* Action item
Among the lines below, take the one holding "You could extend the list instead?", the one holding "#0: Submission HTTP", and all lines between them. Set them down exactly.

(Records from a dataset)
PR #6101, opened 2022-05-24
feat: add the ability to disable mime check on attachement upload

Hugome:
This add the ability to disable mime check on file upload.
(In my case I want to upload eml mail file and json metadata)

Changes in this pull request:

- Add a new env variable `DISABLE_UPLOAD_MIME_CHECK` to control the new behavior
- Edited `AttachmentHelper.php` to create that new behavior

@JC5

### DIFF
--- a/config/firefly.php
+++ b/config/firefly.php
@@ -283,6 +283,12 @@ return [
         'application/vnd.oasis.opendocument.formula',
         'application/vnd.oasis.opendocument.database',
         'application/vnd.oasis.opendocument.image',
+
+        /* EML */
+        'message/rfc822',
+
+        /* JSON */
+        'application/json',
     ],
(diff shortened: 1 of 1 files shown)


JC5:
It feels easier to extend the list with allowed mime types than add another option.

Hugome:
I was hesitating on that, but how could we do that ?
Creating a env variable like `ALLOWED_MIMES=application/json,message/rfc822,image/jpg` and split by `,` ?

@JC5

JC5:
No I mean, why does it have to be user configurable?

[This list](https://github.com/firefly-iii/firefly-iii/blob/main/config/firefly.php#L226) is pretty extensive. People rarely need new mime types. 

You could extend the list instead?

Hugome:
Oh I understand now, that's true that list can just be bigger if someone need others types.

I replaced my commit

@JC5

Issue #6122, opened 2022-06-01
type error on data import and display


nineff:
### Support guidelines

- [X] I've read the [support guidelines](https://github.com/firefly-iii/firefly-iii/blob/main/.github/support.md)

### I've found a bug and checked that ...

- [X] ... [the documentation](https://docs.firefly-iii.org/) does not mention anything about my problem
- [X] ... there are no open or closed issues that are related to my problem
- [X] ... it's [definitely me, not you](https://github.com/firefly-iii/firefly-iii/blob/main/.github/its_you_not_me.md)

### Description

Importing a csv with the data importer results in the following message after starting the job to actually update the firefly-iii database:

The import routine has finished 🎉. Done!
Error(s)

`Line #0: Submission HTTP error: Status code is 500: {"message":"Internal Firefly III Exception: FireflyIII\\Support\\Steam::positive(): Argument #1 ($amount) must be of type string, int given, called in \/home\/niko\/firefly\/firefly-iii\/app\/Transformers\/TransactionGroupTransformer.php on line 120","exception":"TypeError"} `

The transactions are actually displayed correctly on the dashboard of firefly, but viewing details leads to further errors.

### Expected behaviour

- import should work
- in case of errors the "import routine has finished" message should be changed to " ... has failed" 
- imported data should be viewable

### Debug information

* * *

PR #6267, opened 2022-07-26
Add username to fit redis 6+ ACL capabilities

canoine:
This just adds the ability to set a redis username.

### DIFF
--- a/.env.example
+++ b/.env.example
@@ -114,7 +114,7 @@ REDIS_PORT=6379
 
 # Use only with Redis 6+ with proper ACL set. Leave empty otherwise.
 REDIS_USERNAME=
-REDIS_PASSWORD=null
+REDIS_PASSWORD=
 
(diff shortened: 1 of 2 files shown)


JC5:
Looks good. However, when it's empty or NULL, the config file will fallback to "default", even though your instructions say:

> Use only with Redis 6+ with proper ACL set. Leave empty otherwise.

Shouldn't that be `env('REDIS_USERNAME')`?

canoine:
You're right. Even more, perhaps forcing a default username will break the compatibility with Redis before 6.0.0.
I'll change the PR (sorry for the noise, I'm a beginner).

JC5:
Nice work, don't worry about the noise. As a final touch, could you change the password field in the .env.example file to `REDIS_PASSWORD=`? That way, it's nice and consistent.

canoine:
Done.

...

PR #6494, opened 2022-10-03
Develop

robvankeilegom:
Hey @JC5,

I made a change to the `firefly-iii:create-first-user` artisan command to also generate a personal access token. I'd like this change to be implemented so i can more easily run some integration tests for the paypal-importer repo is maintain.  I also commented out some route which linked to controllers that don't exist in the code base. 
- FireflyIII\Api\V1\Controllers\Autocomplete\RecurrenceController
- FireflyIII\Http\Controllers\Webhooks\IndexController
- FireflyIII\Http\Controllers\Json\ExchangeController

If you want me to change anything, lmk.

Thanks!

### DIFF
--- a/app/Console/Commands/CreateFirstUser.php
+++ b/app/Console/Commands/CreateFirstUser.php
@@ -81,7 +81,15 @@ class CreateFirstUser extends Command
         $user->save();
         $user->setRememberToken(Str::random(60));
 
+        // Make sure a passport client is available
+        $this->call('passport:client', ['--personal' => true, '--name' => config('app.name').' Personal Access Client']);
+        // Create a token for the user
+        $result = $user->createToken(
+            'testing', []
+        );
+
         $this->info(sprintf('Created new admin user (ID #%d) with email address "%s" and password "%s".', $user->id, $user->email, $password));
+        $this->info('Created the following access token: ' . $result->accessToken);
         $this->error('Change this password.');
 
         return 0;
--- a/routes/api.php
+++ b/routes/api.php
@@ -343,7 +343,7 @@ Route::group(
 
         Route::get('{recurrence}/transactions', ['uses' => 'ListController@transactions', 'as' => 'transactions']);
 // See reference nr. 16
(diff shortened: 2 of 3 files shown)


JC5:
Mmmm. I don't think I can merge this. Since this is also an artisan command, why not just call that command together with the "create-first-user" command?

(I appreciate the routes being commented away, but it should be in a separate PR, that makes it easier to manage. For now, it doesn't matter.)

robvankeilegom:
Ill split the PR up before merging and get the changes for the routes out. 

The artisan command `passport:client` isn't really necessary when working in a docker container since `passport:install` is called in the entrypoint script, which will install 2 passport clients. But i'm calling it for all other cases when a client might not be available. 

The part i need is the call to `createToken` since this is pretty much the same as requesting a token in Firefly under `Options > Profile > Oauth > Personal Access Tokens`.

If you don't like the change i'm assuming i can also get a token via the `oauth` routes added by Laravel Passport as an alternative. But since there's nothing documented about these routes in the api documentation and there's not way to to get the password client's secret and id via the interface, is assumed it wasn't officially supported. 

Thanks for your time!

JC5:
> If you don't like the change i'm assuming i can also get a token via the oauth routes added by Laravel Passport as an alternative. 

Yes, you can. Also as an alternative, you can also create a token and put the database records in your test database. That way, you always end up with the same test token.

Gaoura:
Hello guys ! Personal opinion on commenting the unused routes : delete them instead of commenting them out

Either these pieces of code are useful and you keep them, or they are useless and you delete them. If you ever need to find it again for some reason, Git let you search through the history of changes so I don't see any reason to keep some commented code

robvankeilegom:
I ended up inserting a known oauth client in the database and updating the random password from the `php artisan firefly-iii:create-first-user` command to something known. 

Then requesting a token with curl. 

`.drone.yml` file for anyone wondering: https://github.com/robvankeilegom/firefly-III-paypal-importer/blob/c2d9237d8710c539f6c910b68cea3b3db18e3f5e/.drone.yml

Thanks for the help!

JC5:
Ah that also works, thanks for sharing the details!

* Solved problem
You could extend the list instead?

Hugome:
Oh I understand now, that's true that list can just be bigger if someone need others types.

I replaced my commit

@JC5

Issue #6122, opened 2022-06-01
type error on data import and display


nineff:
### Support guidelines

- [X] I've read the [support guidelines](https://github.com/firefly-iii/firefly-iii/blob/main/.github/support.md)

### I've found a bug and checked that ...

- [X] ... [the documentation](https://docs.firefly-iii.org/) does not mention anything about my problem
- [X] ... there are no open or closed issues that are related to my problem
- [X] ... it's [definitely me, not you](https://github.com/firefly-iii/firefly-iii/blob/main/.github/its_you_not_me.md)

### Description

Importing a csv with the data importer results in the following message after starting the job to actually update the firefly-iii database:

The import routine has finished 🎉. Done!
Error(s)

`Line #0: Submission HTTP error: Status code is 500: {"message":"Internal Firefly III Exception: FireflyIII\\Support\\Steam::positive(): Argument #1 ($amount) must be of type string, int given, called in \/home\/niko\/firefly\/firefly-iii\/app\/Transformers\/TransactionGroupTransformer.php on line 120","exception":"TypeError"} `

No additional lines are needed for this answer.